[EXERCISE INSTRUCTIONS] Copy out every entry, keeping each character the same.

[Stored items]
PR #222, opened 2022-11-11
Adapt high-availability configuration

timuthy:

/area networking
/area high-availability
/kind enhancement

This PR prepares the following components for HA by labeling them with the corresponding `high-availability-config.resources.gardener.cloud/type` and defining the required `PodDisruptionBudget`, please see [this document](https://github.com/gardener/gardener/blob/master/docs/development/high-availability.md) for more information.
- Extension Admission Controller
- Extension Controller

In addition, it increases the nodes-to-replica ration for `Typha`, so that the cluster will have 2 replicas as soon as there are two nodes.

Part of https://github.com/gardener/gardener/issues/6529

Remaining components related to `CPA` and `CPVA` don't offer any leader election, so for the time being they'll remain running with a single replica only. 

**Release note**:

```feature operator
Several seed components (namely `Extension Controller`, `Extension Admission Controller`) have been adjusted to the high availability configuration supported by Gardener as of release `v1.60`. See [this document](https://github.com/gardener/gardener/blob/master/docs/development/high-availability.md) for more information about HA in gardener.
```
```feature user
The high availability configuration for `Typha` has been revised: For failure tolerance, at least two `Typha` instances are deployed as soon as the cluster has two or more nodes.
```


charts/internal/calico/templates/typha-cpha/configmap-typha-horizontal-autoscaling.yaml
```diff
@@ -12,7 +12,7 @@ data:
       "nodesToReplicas":
       [
         [1, 1],
-        [10, 2],
+        [2, 2],
```
ScheererJ, line 15: Did you test this on a two node cluster? I hope that `maxUnavailable = 1` should allow a rolling update, but this requires on a two node cluster that an existing typha instance is shut down before a new one is created. Otherwise, the new one will stay in pending forever.

ScheererJ (changes requested):
Please also check the `verify` error.

rfranzke (commented):
lgtm from my side

charts/internal/calico/templates/typha-cpha/configmap-typha-horizontal-autoscaling.yaml
timuthy: Hm, isn't the `calico-typha-horizontal-autoscaler` Deployment rolled because the ConfigMap has changed? Because this deployment doesn't have a PDB.
Nevertheless, I tried out changing the config as shown above and a second `calico-typha-deploy` Pod was created, the first one kept running.

charts/gardener-extension-networking-calico/templates/deployment.yaml
```diff
@@ -1,19 +1,17 @@
...
 metadata:
-  name: gardener-extension-networking-calico
+  name: {{ include "name" . }}
   namespace: {{ .Release.Namespace }}
   labels:
-    app.kubernetes.io/name: gardener-extension-networking-calico
-    helm.sh/chart: gardener-extension-networking-calico
-    app.kubernetes.io/instance: {{ .Release.Name }}
+{{ include "commonObjectLabels" . | indent 4 }}
+    high-availability-config.resources.gardener.cloud/type: controller
```
ScheererJ, line 8: Why is this extension of type controller while the cilium extension is modelled as server?

charts/internal/calico/templates/typha-cpha/configmap-typha-horizontal-autoscaling.yaml
ScheererJ: My question was targeting the `calico-typha` deployment. The question was rather did the rollout of an update works on a two node cluster.

ScheererJ (changes requested):

charts/gardener-extension-networking-calico/templates/deployment.yaml
rfranzke: This extension does not serve any webhooks while Cilium does.

ScheererJ (approved):
/lgtm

[FINISHED TASK]
PR #222, opened 2022-11-11
Adapt high-availability configuration

timuthy:

/area networking
/area high-availability
/kind enhancement

This PR prepares the following components for HA by labeling them with the corresponding `high-availability-config.resources.gardener.cloud/type` and defining the required `PodDisruptionBudget`, please see [this document](https://github.com/gardener/gardener/blob/master/docs/development/high-availability.md) for more information.
- Extension Admission Controller
- Extension Controller

In addition, it increases the nodes-to-replica ration for `Typha`, so that the cluster will have 2 replicas as soon as there are two nodes.

Part of https://github.com/gardener/gardener/issues/6529

Remaining components related to `CPA` and `CPVA` don't offer any leader election, so for the time being they'll remain running with a single replica only. 

**Release note**:

```feature operator
Several seed components (namely `Extension Controller`, `Extension Admission Controller`) have been adjusted to the high availability configuration supported by Gardener as of release `v1.60`. See [this document](https://github.com/gardener/gardener/blob/master/docs/development/high-availability.md) for more information about HA in gardener.
```
```feature user
The high availability configuration for `Typha` has been revised: For failure tolerance, at least two `Typha` instances are deployed as soon as the cluster has two or more nodes.
```


charts/internal/calico/templates/typha-cpha/configmap-typha-horizontal-autoscaling.yaml
```diff
@@ -12,7 +12,7 @@ data:
       "nodesToReplicas":
       [
         [1, 1],
-        [10, 2],
+        [2, 2],
```
ScheererJ, line 15: Did you test this on a two node cluster? I hope that `maxUnavailable = 1` should allow a rolling update, but this requires on a two node cluster that an existing typha instance is shut down before a new one is created. Otherwise, the new one will stay in pending forever.

ScheererJ (changes requested):
Please also check the `verify` error.

rfranzke (commented):
lgtm from my side

charts/internal/calico/templates/typha-cpha/configmap-typha-horizontal-autoscaling.yaml
timuthy: Hm, isn't the `calico-typha-horizontal-autoscaler` Deployment rolled because the ConfigMap has changed? Because this deployment doesn't have a PDB.
Nevertheless, I tried out changing the config as shown above and a second `calico-typha-deploy` Pod was created, the first one kept running.

charts/gardener-extension-networking-calico/templates/deployment.yaml
```diff
@@ -1,19 +1,17 @@
...
 metadata:
-  name: gardener-extension-networking-calico
+  name: {{ include "name" . }}
   namespace: {{ .Release.Namespace }}
   labels:
-    app.kubernetes.io/name: gardener-extension-networking-calico
-    helm.sh/chart: gardener-extension-networking-calico
-    app.kubernetes.io/instance: {{ .Release.Name }}
+{{ include "commonObjectLabels" . | indent 4 }}
+    high-availability-config.resources.gardener.cloud/type: controller
```
ScheererJ, line 8: Why is this extension of type controller while the cilium extension is modelled as server?

charts/internal/calico/templates/typha-cpha/configmap-typha-horizontal-autoscaling.yaml
ScheererJ: My question was targeting the `calico-typha` deployment. The question was rather did the rollout of an update works on a two node cluster.

ScheererJ (changes requested):

charts/gardener-extension-networking-calico/templates/deployment.yaml
rfranzke: This extension does not serve any webhooks while Cilium does.

ScheererJ (approved):
/lgtm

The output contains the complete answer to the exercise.